I'm trying to do a basic task of Python Dict transformation with Spark. The sample code is as shown below.
from pyspark import SparkContext, SparkConf
import sys
sys.path.insert(0, 'path_to_myModule')
from spark_test import make_generic #the function that transforms the Dict
data = [{'a':1, 'b':2}, {'a':4, 'b':5}]
conf = (SparkConf()
.setMaster("local")
.setAppName("My app")
.set("spark.executor.memory", "1g"))
sc = SparkContext(conf = conf)
def testing(data):
data['a'] = data['a'] + 1
data['b'] = data['b'] + 2
return data
rdd1 = sc.parallelize(data)
rdd2 = rdd1.map(lambda x: testing(x))
print(rdd2.collect())
rdd3 = rdd1.map(lambda x: make_generic(x)) #does similar task as testing()
print(rdd3.collect())
The path to the module is getting inserted to sys. Yet, I get the below error.

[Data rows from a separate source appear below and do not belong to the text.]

PR #1326, opened 2023-11-07
feat: move http-client

olenagerasimova:
Moved http-client into artipie and updated jetty version in the client. Also, got rid of [jetty-reactive-httpclient](https://github.com/jetty-project/jetty-reactive-httpclient) usage (as it is too buggy, [one](https://github.com/jetty-project/jetty-reactive-httpclient/issues/322) and [two](https://github.com/jetty-project/jetty-reactive-httpclient/issues/323) ) and switched to async API of jetty 12.0.x (check `JettyClientSlice`).

Also, cleaned poms from developers info. Links to github are left if the common pom.


olenagerasimova:
@dgarus I'm a little stuck here with [jetty-reactive-httpclient](https://github.com/jetty-project/jetty-reactive-httpclient) latest version (it has [several](https://github.com/jetty-project/jetty-reactive-httpclient/issues) problems), what do you think if we get rid of it and use Jetty itself, not its reactive version?

dgarus (approved):
Thanks!

PR #106, opened 2024-08-28
refactor: replace /whoami with /users/current

talentedmrjones:
`/whoami` was returning a JWT from which the email was then used to call `/users/<email>`
The issues with this were that
- because OIDC auth is handled by the ALB, which acts as a "Backend for Frontend" token handler, the client should only be concerned with the token handler session cookie and never receive a JWT
- /whoami is not RESTful in that it was not returning a resource

`/users/current` DOES return a resource, the object of a single user which is identified by way of the token which is forwarded to the api by the token handler mapped to the session cookie


ATNoblis (approved):
🚢

PR #115, opened 2024-09-06
fix: resolves an issue where /users/current wasnt matching correctly

talentedmrjones:
/users/current was being matched to /users/{userid:} leading the UI into an infinite redirect loop to /login


ATNoblis (approved):
:shipit:

PR #117, opened 2024-09-06
refactor: controllers now obfuscate db errors, and return proper response codes

### LINKED ISSUE #102: api should return consistent wrapper in every response
```
{
  "error": <error>
  "data": <data>
  "metadata": {
    "page": 1,
    "limit": 20,
    "total_items": 100,
    "total_pages": 5
  }
}
```

### LINKED ISSUE #112: controller should wrap and obfuscate DB errors
currently some DB errors are passed straight through to the client which is a security concern. All DB errors should be caught and wrapped by the controller and sent to the client as generic 500s

talentedmrjones:
closes #112 
closes #102

### DIFF
--- a/backend/cmd/api/internal/controller/controller.go
+++ b/backend/cmd/api/internal/controller/controller.go
@@ -2,40 +2,71 @@ package controller
 
 import (
 	"encoding/json"
+	"errors"
 	"io"
 	"net/http"
+
+	"github.com/jackc/pgx/v5"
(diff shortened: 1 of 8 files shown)


talentedmrjones:
this is a good start but I want to refactor further so that the controller knows nothing of the DB driver. The model should wrap all errors returned so the controller can just check against something like `type.(model.DbError)`

ATNoblis (approved):
🚢

PR #121, opened 2024-09-09
refactor: decouple error handling between controller and db driver

### LINKED ISSUE #118: controller should be decoupled from db driver
As it is now, the controller is checking against `pgx` errors which couples the controller to the db driver which should be entirely isolated by the model. Refactor the model to wrap all pgx errors, and refactor the controller to check against model error types

talentedmrjones:
closes #118 

still need to resolve an issue where an invalid UUID is passed for user/<userid> and controller returns "unknown error". This should be a 404


ATNoblis (approved):
:shipit:

PR #122, opened 2024-09-12
feat: added ability to list, add, and delete users assigned fismasystems

talentedmrjones:
This introduces the `assignedfismasystems` as a distinct resource apart from `fismasystems`

The following routes and functionality are included:

`GET /users/{userid}/assignedfismasystems` returns a list of fismasystem ids
`POST /users/{userid}/assignedfismasystems` creates a record of the assignment using the following body
```
{"fismasystemid": <int>}
```
`DELETE /users/{userid}/assignedfismasystems/{fismasystemid}` deletes the assignment


ATNoblis (approved):
BIG Changes... took me a hot minute but LGTM

PR #145, opened 2024-11-04
feat: imeplemented test db population

### LINKED ISSUE #144: populate test database with dummy data

talentedmrjones:
Implements mechanism to populate a test database with dummy data. If `DB_POPULATE` env var is set to a path, migrations will load that file and execute the SQL contained therein.

The backend test was also modified to include a volume to allow the docker compose container access to the test data sql file

closes #144

### DIFF
--- a/.github/workflows/backend.yml
+++ b/.github/workflows/backend.yml
@@ -68,7 +68,7 @@ jobs:
       # TODO: convert this placeholder to a series of tests via BATS
       - name: Curl
         run: |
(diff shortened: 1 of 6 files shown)


ATNoblis (approved):
:shipit:

.github/workflows/backend.yml
```diff
@@ -59,13 +59,16 @@ jobs:
           DB_NAME: ztmf
           DB_USER: admin
           DB_PASS: localDev 
+          DB_POPULATE: "/src/backend/_test_data.sql"
```
ATNoblis, line 62: Is this of any risk to show

talentedmrjones: nope its dummy test data that does not contain any production data

PR #148, opened 2024-11-14
feat: admins have ability to add and edit questions

### LINKED ISSUE #129: admins need ability to add, and edit questions
Need to think through the workflow and UI for this since editing questions is really editing questions, related functions, and function options.

talentedmrjones:
## Added
- controller.SaveQuestion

Traceback (most recent call last):
File "/home/roshan/sample_spark.py", line 5, in <module>
from spark_test import make_generic
ImportError: No module named 'spark_test'
Also, the make_generic() function needs a few packages that are installed in a virtualenv.
All in all, I need help in: 1. I need Spark to be able to import the module successfully 2. Be able to use the virtualenv to run the Spark-Submit job.